_What you are asked to do_: Copy out the entire listing precisely.

_Supplied data_:

PR #1582, opened 2022-10-03
fix: incorrect rustfmt edition query

### LINKED ISSUE #1579: @rules_rust//:rustfmt deduces incorrect edition
When I run
```
bazel run @rules_rust//:rustfmt
``` 
I get a lot of errors of the following kind:

```
error[E0670]: `async fn` is not permitted in Rust 2015
   --> /Users/lifted/Projects/dfinity/rs/transport/src/utils.rs:303:12
    |
303 | pub(crate) async fn connect_to_server(
    |            ^^^^^ to use `async fn`, switch to Rust 2018 or later
    |
    = help: set `edition = "2021"` in `Cargo.toml`
    = note: for more on editions, read https://doc.rust-lang.org/edition-guide
```

Even though I have edition 2021 configured by default and configure a custom `rustfmt.toml` file with the following contents:
```toml
edition = "2021"
```

It seems that the tool is trying to guess editions by running a query like the following one:
```
bazel query 'let scope = set("//...") in filter("^//.*\.rs$", kind("source file", deps(attr(edition, "2015", $scope) except attr(tags, "(^\[|, )(no-format|no-rustfmt|norustfmt)(, |\]$)", $scope) + attr(crate, ".*", $scope), 1)))'
```

There seems to be a bug in this query because it reports sources of packages that don't use edition 2015.

roman-kashitsyn:
This change fixes incorrect query gathering rust targets with an explicitly specified edition.

The comment above the query states the following intention:

> Get all targets with the specified `edition` attribute.
> Except for targets tagged with `norustfmt`.
> And except for targets with a populated `crate` attribute since
> `crate` defines edition for this target

However, the actual query is:

```
let scope = set({scope})
in filter("^//.*\.rs$",
   kind("source file",
         deps(attr(edition, "{edition}", $scope)
         except attr(tags, "...", $scope)
         + attr(crate, ".*", $scope), 1)))
```

According to the query grammar[1], `X except Y + Z` parses as `(X except Y) + Z`, while the author's intention was clearly `X except (Y + Z)`. The fix changes the expression to `X except Y except Z` which implements the original intention correctly.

_The answer_:
PR #1582, opened 2022-10-03
fix: incorrect rustfmt edition query

### LINKED ISSUE #1579: @rules_rust//:rustfmt deduces incorrect edition
When I run
```
bazel run @rules_rust//:rustfmt
``` 
I get a lot of errors of the following kind:

```
error[E0670]: `async fn` is not permitted in Rust 2015
   --> /Users/lifted/Projects/dfinity/rs/transport/src/utils.rs:303:12
    |
303 | pub(crate) async fn connect_to_server(
    |            ^^^^^ to use `async fn`, switch to Rust 2018 or later
    |
    = help: set `edition = "2021"` in `Cargo.toml`
    = note: for more on editions, read https://doc.rust-lang.org/edition-guide
```

Even though I have edition 2021 configured by default and configure a custom `rustfmt.toml` file with the following contents:
```toml
edition = "2021"
```

It seems that the tool is trying to guess editions by running a query like the following one:
```
bazel query 'let scope = set("//...") in filter("^//.*\.rs$", kind("source file", deps(attr(edition, "2015", $scope) except attr(tags, "(^\[|, )(no-format|no-rustfmt|norustfmt)(, |\]$)", $scope) + attr(crate, ".*", $scope), 1)))'
```

There seems to be a bug in this query because it reports sources of packages that don't use edition 2015.

roman-kashitsyn:
This change fixes incorrect query gathering rust targets with an explicitly specified edition.

The comment above the query states the following intention:

> Get all targets with the specified `edition` attribute.
> Except for targets tagged with `norustfmt`.
> And except for targets with a populated `crate` attribute since
> `crate` defines edition for this target

However, the actual query is:

```
let scope = set({scope})
in filter("^//.*\.rs$",
   kind("source file",
         deps(attr(edition, "{edition}", $scope)
         except attr(tags, "...", $scope)
         + attr(crate, ".*", $scope), 1)))
```

According to the query grammar[1], `X except Y + Z` parses as `(X except Y) + Z`, while the author's intention was clearly `X except (Y + Z)`. The fix changes the expression to `X except Y except Z` which implements the original intention correctly.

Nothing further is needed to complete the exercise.